***** Source data *****

PR #118, opened 2025-02-24
added frozen_core support for chemfrag

mcocdawc:


tests/molbe_octane_get_rdms_test.py
ShaunWeatherly, line 1: Does it make more sense to keep this as `autogen` for now and instead add a new frozen core test to `test_chemfrag.py`?

ShaunWeatherly (changes requested):
Just one change and then this is good to go.

tests/molbe_octane_get_rdms_test.py
mcocdawc: Yeah, makes also sense. 

In the spirit of keeping the the integration tests together and to make it obvious that we expect them to return the same results, I wrote it simply as a loop:
```python3
    for frag_type in ["chemgen", "autogen"]:
        fobj = fragpart(be_type="be2", frag_type=frag_type, mol=mol, frozen_core=True)
```
Is that fine as well?

ShaunWeatherly: Sure that makes sense, just as long as long as `autogen` remains in the code we should continue to test it. This approach works as well. I think we should just be able to add `graphgen` to the loop, but I can make that change at a later date.

ShaunWeatherly (approved):
Yep, looks good!

tests/molbe_octane_get_rdms_test.py
mcocdawc: Great. :-) 

Re adding `graphgen` to the loop:
Don't you get different fragments with `graphgen` which then leads to slightly different energies?

PR #123, opened 2025-03-04
Screen orbital indices

mcocdawc:
The doc build fails because of a bug in sphinx https://github.com/tox-dev/sphinx-autodoc-typehints/issues/532


mcocdawc:
Do it cleanly in #128

PR #1915, opened 2018-06-07
Perfomance improvement for GLTilemap

Beeblerox:
This is the first step to make Tilemap rendering faster.
In current OpenFL version there is happening constant buffer uploading at every call to `flush()` method.
I've added simple check and now buffer uploads only at shader switch cases.

The next step (in next PR that i'll try to send to you) is to reupload only necessary part of buffer to gpu via `gl.bufferSubData()` instead of  `gl.bufferData()` calls


Beeblerox:
yay!

PR #1916, opened 2018-06-08
Add individual tile blending support for GLTilemap

Beeblerox:


Beeblerox:
@jgranick ok, i think i've cover all cases for blend modes for tiles on OpenGL renderer and added support for Cairo, Canvas and Flash as well. Could you review it, please?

*****

● **Work request**
Which lines of the listing contain the word "buffer"? Copy each of them.

● **Completed task**
In current OpenFL version there is happening constant buffer uploading at every call to `flush()` method.
I've added simple check and now buffer uploads only at shader switch cases.
The next step (in next PR that i'll try to send to you) is to reupload only necessary part of buffer to gpu via `gl.bufferSubData()` instead of  `gl.bufferData()` calls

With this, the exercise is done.